[Request] Remote operation need to be cached

Tue Oct 4 09:55:08 BST 2005

On Tue, Oct 04, 2005 at 09:39:44AM +0200, Jan Hudec wrote:
> On Tue, Oct 04, 2005 at 03:25:26 -0400, James Blackwell wrote:
> > > Alexander Belchenko wrote:
> > > >I'm trying to use bzr pull because rsyncing for this BIG repository is 
> > > >very long operation.
> >   
> > On Mon, Oct 03, 2005 at 09:15:54AM -0500, John A Meinel wrote:
> > > rsyncing is going to be *way* faster than bzr pull. Usually 5-10x. Like 
> > > rsyncing the bzr.dev tree takes < 3 min, but bzr pull it takes about 
> > > 17min for me.
> > > 
> > > There is some discussion about CentralizedStorage which would be sort of 
> > > a local cache.
> > 
> > The last time I heard this issue seriously discussed, centralized storage
> > was practically a given. Other than Doing It, the thing standing in the
> > way is defining clearly how to prune out less valuable data from the
> > cache.
> 
> AIUI centrailized storage is not a cache nor anything that even
> remotedly resembles one. It also can't prune less valuable data, because
> it can't know which data that would be.

The understanding I came away with was that these two things are so
similiar that they may as well be treated as the same thing.  Both of them
are a collection of a pile of changes. 

In all fairness, they aren't identical. I can see these differences
between a "caching patch pool"(CPP) and a "centralized storage"(CS).
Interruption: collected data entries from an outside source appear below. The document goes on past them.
PR #368, opened 2018-08-08
CT-1780 edit ico appeals

misaka:
https://dsdmoj.atlassian.net/browse/CT-1780

Enable editing of ICO Appeals, both FOIs and SARs. Largely based on existing views and actions for FOIs and SARs, with a new approach to organising views and site prism pages to try to manage the developing complexity a bit better.


app/views/cases/show.html.slim
```diff
@@ -21,7 +21,7 @@
 
 = render partial: 'layouts/header'
 
-div id="case-#{@case.id}"
+div id="case-#{@case.id}" class="case"
```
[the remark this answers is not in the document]
misaka: Good idea.

spec/site_prism/page_objects/pages/cases/show_page.rb
```diff
@@ -55,6 +55,10 @@ class ShowPage < SitePrism::Page
                 PageObjects::Sections::Cases::WhatDoYouWantToDoSection,
                 '.what-do-you-want-to-do'
 
+        section :ico,
+                PageObjects::Sections::Cases::ICO::ShowSection,
+                '.case'
```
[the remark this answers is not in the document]
misaka: Well, I'm not sure it matters whether the class is `case` or `case-ico` ... obviously if we do the change you suggest in `show.html.slim` we should change it here. Or am I missing something? So far as I know this is only used to hook it up to tests, which is why I wasn't sure what you'd say about doing this in the first place.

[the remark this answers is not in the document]
aliuk2012: You are correct, it is used to hook up to the tests.
What it means is that when we come to hook up FOI/SAR we should be able to do section
```
section :foi,
                PageObjects::Sections::Cases::ICO::ShowSection,
                '.case-foi'

section :sar,
                PageObjects::Sections::Cases::ICO::ShowSection,
                '.case-sar'
```

app/decorators/case/overturned_ico/sar_decorator.rb
```diff
@@ -5,6 +5,9 @@ def original_case_description
   end
 
   def type_abbreviation
+    # This string is used when constructing paths or methods in other parts of
+    # the system. Ensure that it does not come from a user-supplied parameter,
+    # and does not contain special chars like slashes, etc.
```
stephenrichards: Not quite sure why this comment is under all the type abbreviation methods.  It's hard coded for each class, so there's no danger of it being overwritten.

app/views/cases/foi/_case_details.html.slim
```diff
@@ -1,10 +1,10 @@
 .grid-row
-  .column-full.case-details
+  - link_type_prefix = defined?(link_type) && link_type.present? ? "#{link_type}-" : ""
```
stephenrichards: This could perhaps be refactored out into a helper method as we're dong the same thing in at least one other place (not that I'm a fan of helper methods - but this seems a good case for one).

app/views/cases/ico/_case_details.html.slim
```diff
@@ -1,10 +1,10 @@
...
-  .column-full.case-details
+  - link_type_prefix = defined?(link_type) && link_type.present? ? "#{link_type}-" : ""
+  div class="column-full #{link_type_prefix}case-details"
     h2.request--heading
-      - if @case.type_abbreviation != case_details.type_abbreviation
-        = "Original case details"
-      - else
-        = "Case details"
+      / i18n-tasks-use t('common.case.case-details')
+      / i18n-tasks-use t('common.case.original-case-details')
```
stephenrichards: what do these two comment lines do?  Anything special?

app/views/cases/sar/_case_details.html.slim
```diff
@@ -1,10 +1,11 @@
 .grid-row
-  .column-full.case-details
+  - link_type_prefix = defined?(link_type) && link_type.present? ? "#{link_type}-" : ""
+  / div class="column-full case-details"
+  div class="column-full #{link_type_prefix}case-details"
```
stephenrichards: old code commented out but left in?

stephenrichards (approved):

app/decorators/case/overturned_ico/sar_decorator.rb
misaka: It's a warning in case we ever decide to change it from being hard-coded. [Code climate brought this up](https://codeclimate.com/github/ministryofjustice/correspondence_tool_staff/issues?status%5B%5D=&status%5B%5D=invalid&status%5B%5D=wontfix&engine_name%5B%5D=brakeman) in the views where `type_abbreviation` is used to generate paths to templates to render so as I've silenced the warning there I thought I'd better drop a note in to make sure we're careful about changing this.

app/views/cases/foi/_case_details.html.slim
misaka: Ya, good call, worth doing.

app/views/cases/ico/_case_details.html.slim
misaka: These signal to i18n-tasks that these translations should be considered used and won't show up in `i18n-tasks unused`. Seems like a better approach than adding an ignore for `common.*case-details` into `i18n-tasks.yml` as it tracks closer to the code where they're used.

app/views/cases/sar/_case_details.html.slim
misaka: Yup, already removed locally.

 * In CS, the patches are valuable and should be retained. In CPP they are
   disposable. 

 * In CS, the patches are intentionally there. In CPP, they happen by
   happenstance

 * Related to the above, but CS will be less entropic than CPP. 

 * In CPP one has an expectation of automatic pruning. In CS automatic
   pruning gets developers pruned ("Think you can delete my code? Well,
   take THAT").

 * CPP is generally going to be closer than CS, which in turn will be
   closer than remote.

That said, the similiarities between CS and CPP are too strong to ignore.
 * Both are a collection patches for branches.

 * Both serve as caches of a sort. Both will likely have similiar, if not
   identical, storage formats.

 * Both are likely (CPP certain, CS likely to frequently depending upon
   implementation) to effectively be caches of more authoritive data
   elsewhere.

 * CS can be implemented within a CPP framework by setting no expiry.

> Actually, it could know, using some smart tricks with hardlinks, but it
> would only work if all working copies using that centrailized storage
> are on the same partition and that partition supports hardlinks.

> > > I'm not sure how it would work with the new weaves, though.
> > 
> > Excellent question.
> 
> Why it shouldn't? It should work just as the in-tree storage in .bzr,
> except it would allow multiple heads (revisions with no descendants).

My thought on this is that a file-storage mechanism is well suited towards
breaking apart previous "revisions". In a weave, these revisions are put
together in a way in which its more difficult to tease apart. I suspect
that in practice the amount of effort to tease a revision out of a weave
will be higher than just storing the entire branch. 

Not too long ago I discussed at length the idea of having conflating
caches (The idea would _certainly_ work for CPP, probably not for CS)
perform conflation of older data. I was able to get the idea across to
some.  I wasn't able to convince everyone though. I think the failure here
wasn't in the idea itself, but in the method of describing. 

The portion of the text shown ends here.